17 No explicit definition of amenities is mentioned in the analysed city documents apart from ‘full service grocery stores’

of healthy accessible food such as urban agriculture and community farming and weekly farmers’ markets in the neighbourhood centres. The city plans to promote The NED strategy emphasises that mobile vending structures play an enabling start-up business activity, and the temporary usage of spaces of urban spaces, public lands and abandoned buildings shall be according to the local context shall be adopted to community gardening, urban spaces, local economic businesses etc (Portland Development Commission, 2010).

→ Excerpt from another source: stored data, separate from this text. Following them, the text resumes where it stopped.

Issue #378, opened 2022-05-03
Unified Validation Scheme


martinwimpff:
In my opinion this package still needs a unified way to evaluate DL models.

**Background**
As everyone knows, there are usually 3 different sets: training, validation, testing.
One trains on the training set, validates and tunes the model (i.e. the Hyperparameters) on the validation set and finally evaluates on the unseen test set.

As it is arguably the most popular BCI dataset I will make examples regarding the BCI competition IV 2a dataset. As a starting point I want to discuss WithinSubject Validation.
Regarding the BCI IV 2a dataset the train-test split is quite obvious: `session_T` for training and `session_E` for testing.
The problems come with the validation set.

**Examples**

1. [MOABB](https://github.com/NeuroTechX/moabb/blob/d4305c42380c9c4eb72b1b20b4bf180dc52d2b16/moabb/evaluations/evaluations.py#L420):
Here the dataset is splitted into session_T and session_E and the classifier gets trained on session_T and validated on session_E. There exists no test set (the validation set is the test set). This will lead to better results as the "test set" is used to tune the model (Hyperparamters, EarlyStopping, etc.). The final model therefore benefits from the test data during training and the final "test" result is positively biased. Further there is a 2-fold cross validation (same training is repeated with interchanged sessions).

2. [braindecode Example](https://github.com/braindecode/braindecode/blob/master/examples/plot_bcic_iv_2a_moabb_trial.py): same as in 1. without the 2-fold cross-validation.

3. [Schirrmeister et al. 2017 Appendix](https://onlinelibrary.wiley.com/doi/full/10.1002/hbm.23730): Split data into train (session_T) and test (session_E). 2 training phases:
a. train set is splitted into train and validation set (probably a random split?). The model is trained on the train split and the hyperparameters are tuned via the validation set. The final training loss of the best model is saved.
b. The best model is trained with train and validation set (complete session_T) until the training loss reaches the previous best training loss to prevent overfitting. All results are then obtained via the unseen test set (session_E).

4. "Conventional" approach: same as in 3. but without the second training phase.

**Opinion** 
In my opinion either method 3 or 4 should be used to get reasonable results. The braindecode/BCI community would really benefit from a unified implementation of one of these (or both) methods. As method 3 adds additional complexity to method 4 it would be interesting to know, how big the performance boost of method 3 (over method 4) is (@robintibor: is it worth it?). 

What is your opinion on this topic?

agramfort:
[...]

PR #349, opened 2021-10-26
[WIP] Scikit-learn hyperparameter tuning example

gemeinl:
added a scikit-learn hyperparameter tuning example

PR #397, opened 2022-08-04
WIP: added unified validation scheme

martinwimpff:
Added a unified validation scheme example as discussed in  #378 
This tutorial shares some similarities with #349 
@bruAristimunha: let me know what your think about this first draft

### DIFF
--- a/examples/plot_how_train_test_and_tune.py
+++ b/examples/plot_how_train_test_and_tune.py
@@ -241,7 +241,7 @@ from matplotlib.patches import Patch
 
 def plot_simple_train_test(ax, windows_dataset, train_set, test_set):
     """Create a sample plot for training-testing split."""
-    braindecode_cmap = ["#3A6190", "#683E00", "#2196F3", "#DDF2FF"]
+    braindecode_cmap = ["#3A6190", "#683E00", "#DDF2FF", "#2196F3"]
 
     ax.scatter(
         range(len(windows_dataset)),
@@ -265,7 +265,7 @@ def plot_simple_train_test(ax, windows_dataset, train_set, test_set):
         yticks=[0.5, 3.5],
         yticklabels=["Train-Test\nSplit", "Original\nDataset"],
         xlabel="Number of samples.",
-        title="Training-Testing Split",
+        title="Train-Test Split",
     )
 
     ax.legend(
@@ -492,13 +492,13 @@ def plot_k_fold(cv, windows_dataset, X_train, y_train, test_set):
     braindecode_cmap = ["#3A6190", "#683E00", "#2196F3", "#DDF2FF"]
 
     mosaic = """
-      aaa
-      BBC
+      aa
+      BC
       """
 
     axes = plt.figure(figsize=(15, 7), constrained_layout=True).subplot_mosaic(
         mosaic,
-        gridspec_kw={"height_ratios": [1.5, 5], "width_ratios": [3.5, 3.5, 3.5]},
+        gridspec_kw={"height_ratios": [1.5, 5], "width_ratios": [3.5, 3.5]},
     )
 
     # Generate the training/testing visualizations for each CV split
--- a/examples/plot_how_train_test_and_tune.py
+++ b/examples/plot_how_train_test_and_tune.py
@@ -69,21 +69,29 @@ dataset = MOABBDataset(dataset_name="BNCI2014001", subject_ids=[subject_id])
 import numpy as np
 
 from braindecode.preprocessing import (
-    exponential_moving_standardize, preprocess, Preprocessor)
+    exponential_moving_standardize,
+    preprocess,
+    Preprocessor,
+)
 
-low_cut_hz = 4.  # low cut frequency for filtering
-high_cut_hz = 38.  # high cut frequency for filtering
+low_cut_hz = 4.0  # low cut frequency for filtering
+high_cut_hz = 38.0  # high cut frequency for filtering
 # Parameters for exponential moving standardization
 factor_new = 1e-3
 init_block_size = 1000
 
 preprocessors = [
-    Preprocessor('pick_types', eeg=True, meg=False, stim=False),  # Keep EEG sensors
-    Preprocessor(lambda data, factor: np.multiply(data, factor),  # Convert from V to uV
-                 factor=1e6),
-    Preprocessor('filter', l_freq=low_cut_hz, h_freq=high_cut_hz),  # Bandpass filter
-    Preprocessor(exponential_moving_standardize,  # Exponential moving standardization
-                 factor_new=factor_new, init_block_size=init_block_size)
+    Preprocessor("pick_types", eeg=True, meg=False, stim=False),  # Keep EEG sensors
+    Preprocessor(
+        lambda data, factor: np.multiply(data, factor),  # Convert from V to uV
+        factor=1e6,
+    ),
+    Preprocessor("filter", l_freq=low_cut_hz, h_freq=high_cut_hz),  # Bandpass filter
+    Preprocessor(
+        exponential_moving_standardize,  # Exponential moving standardization
+        factor_new=factor_new,
+        init_block_size=init_block_size,
+    ),
 ]
 
 # Transform the data
@@ -98,8 +106,8 @@ from braindecode.preprocessing import create_windows_from_events
 
 trial_start_offset_seconds = -0.5
 # Extract sampling frequency, check that they are same in all datasets
-sfreq = dataset.datasets[0].raw.info['sfreq']
-assert all([ds.raw.info['sfreq'] == sfreq for ds in dataset.datasets])
+sfreq = dataset.datasets[0].raw.info["sfreq"]
+assert all([ds.raw.info["sfreq"] == sfreq for ds in dataset.datasets])
 # Calculate the trial start offset in samples.
 trial_start_offset_samples = int(trial_start_offset_seconds * sfreq)
 
@@ -122,7 +130,7 @@ from braindecode.util import set_random_seeds
 from braindecode.models import ShallowFBCSPNet
 
 cuda = torch.cuda.is_available()  # check if GPU is available, if True chooses to use it
-device = 'cuda' if cuda else 'cpu'
+device = "cuda" if cuda else "cpu"
 if cuda:
     torch.backends.cudnn.benchmark = True
 seed = 20200220
@@ -137,7 +145,7 @@ model = ShallowFBCSPNet(
     n_chans,
     n_classes,
     input_window_samples=input_window_samples,
-    final_conv_length='auto',
+    final_conv_length="auto",
 )
 
 # Send model to GPU
@@ -167,9 +175,9 @@ if cuda:
 #    stage of training or tuning.
 #
 
-splitted = windows_dataset.split('session')
-train_set = splitted['session_T']
-test_set = splitted['session_E']
+splitted = windows_dataset.split("session")
+train_set = splitted["session_T"]
+test_set = splitted["session_E"]
 
 ######################################################################
 # Option 1: Simple Train-Test Split
@@ -209,7 +217,8 @@ clf = EEGClassifier(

4. Schools as strategic Locations

In complete neighbourhoods, Schools are identified as strategic locations to act as community centres and public aid centres to build social cohesion and resilience among communities. These (public as well as private) schools are intended to be converted into multi-functional urban spaces through co-location of activities, open to residents in off school hours, providing access to green and recreational spaces especially in the areas lacking green parks. Moreover, through safe routes to school, the areas near the schools shall be converted to only pedestrian spaces. The city, through a multi-government public and private partnerships, has created a program of ‘sun’ community schools to build community schools in eastern areas. It is noteworthy to mention that not all neighbourhoods shall have elementary schools, yet they may be provided at district level as a shared service among neighbourhoods.(City of Portland, 2015b, 2017; Portland Development Commission, 2020) The policy of Access to school encourages public school districts to consider ability of students to walk/ bike to schools and take into account attendance boundaries of schools while selecting location of new campuses. (City of Portland, 2015a)

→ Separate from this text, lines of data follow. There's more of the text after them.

PR #398, opened 2022-08-11
Fix torch.linalg issue in rotation augmentations

cedricrommel:
This commit fixes an issue encountered in the implementation of
augmentations using the `sensors_rotation` functional. The latter comes
from a bug that appeared in `torch.linalg.pinv` function since its
reimplementation for v1.8.0 release. The v1.8.0 implementation indeed
led too often in the failing of computation of the pseudo-inverse.
As a results, RandomSensorsRotations augmentations were incorrect at times
and even irreproducible (since pinv fails don't depend on controllable PRNGs).

The fix I propose in this commit follows recommendations in [this torch issue](https://github.com/pytorch/pytorch/issues/75494) and consists in:
1. trying to use regular inverse whenever possible (since the matrix C
   in `_torch_make_interpolation_matrix` is supposed to be invertible
   quite often).
2. falling back to pinv if C is not invertible, but doing the
   computation in cpu (which is more reliable according to the issue
   above).

### DIFF
--- a/braindecode/augmentation/functional.py
+++ b/braindecode/augmentation/functional.py
@@ -840,7 +840,6 @@ def _torch_make_interpolation_matrix(pos_from, pos_to, alpha=1e-5):
     try:
         C_inv = torch.linalg.inv(C)
     except torch._C._LinAlgError:
-        print("Had to fallback to pinv for one batch.")
         # There is a stability issue with pinv since torch v1.8.0
         # see https://github.com/pytorch/pytorch/issues/75494
         C_inv = torch.linalg.pinv(C.cpu()).to(device)
--- a/braindecode/augmentation/functional.py
+++ b/braindecode/augmentation/functional.py
@@ -836,7 +836,14 @@ def _torch_make_interpolation_matrix(pos_from, pos_to, alpha=1e-5):
                 torch.ones((1, n_from), device=device),
                 torch.as_tensor([[0]], device=device)])
         ])
-    C_inv = torch.linalg.pinv(C)
+
+    try:
+        C_inv = torch.linalg.inv(C)
+    except torch._C._LinAlgError:
+        print("Had to fallback to pinv for one batch.")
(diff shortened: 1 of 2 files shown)


agramfort (approved):

bruAristimunha:
Maybe this is related to a test I had to remove in another PR. [Commit Link](https://github.com/braindecode/braindecode/commit/337d4c807c4f46b11107ffcf19601f57599091b6#diff-b7d7f2126b8c604634b1867a65dbb878330b239642060143a8ee369c9fe13a02)

In the file: test/unit_tests/augmentation/test_transforms.py
`(SensorsZRotation, 15, False, True),`

cedricrommel:
> Maybe this is related to a test I had to remove in another PR. [Commit Link](https://github.com/braindecode/braindecode/commit/337d4c807c4f46b11107ffcf19601f57599091b6#diff-b7d7f2126b8c604634b1867a65dbb878330b239642060143a8ee369c9fe13a02)
> 
> In the file: test/unit_tests/augmentation/test_transforms.py `(SensorsZRotation, 15, False, True),`

Indeed, just checked and it was that :) Just pushed a commit adding the test back. Thanks @bruAristimunha

cedricrommel:
I really don't understand why the test is not passing on GHActions. I error is related to torch.autograd. I have exactly the same version of torch and when running tests on CPU they all pass on my machine:
Capture d’écran 2022-09-01 à 17 52 30

cedricrommel:
Given that I don't currently have time to investigate why that test passes on my machine and not on GH and that it is a "nice to have" test, I am just reverting the last commit.

agramfort (approved):
@cedricrommel does it slow down significantly computations for you?

cedricrommel:
> @cedricrommel does it slow down significantly computations for you?

What do you mean @agramfort ? I did not notice slower computations, but I did not look for it either.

5. Tackling Gentrification and Displacement

To counter the gentrification and displacement, increase of affordable housing stock and promoting neighbourhood economic vitality are the two principles directions adopted in the plan. It must be noted that the complete neighbourhood definition already has affordable housing as a one of the principles components, which is further strengthened by zoning reforms like ADUs and defining investment priority areas. The objective of Neighbourhood Economic Development strategy is also financial resilience apart from economic prosperity. It is based on community driven approach, to build local capacity and minimise involuntary displacement of small businesses by providing financial support, education and training. Through the household self-sufficiency program, home ownership is promoted. Planning procedural implications of policy include removing discriminatory barriers, careful monitoring and evaluation of impact of investment and plans on their impact on communities and businesses, etc. (Portland Development Commission, 2020) The city has created a monitoring framework with a set of core measures and their benchmarks as indicators of progress which define the completeness of the neighbourhoods. The survey-based indicators like resident liveability satisfaction, neighbourhood safety and use of sustainable transit provide a quality check of the services

from the perspective of the community. The city is also monitoring the demographic distribution across the city through diversity index indicator to continuously evaluate ghettoization process, since the city is highly racially divided. (City of Portland, 2017)

6.Feedback loops

For the regard of measurement of local use of services, a neighbourhood business leakage measurement indicator has been developed to monitor businesses leakages across neighbourhood. It is noted that while imbalance may persist due to metropolitan importance of some neighbourhoods and business districts like city centre, the intention of the indicator is to minimise the leakages across neighbourhoods for daily activities due to lack of services or lower quality services.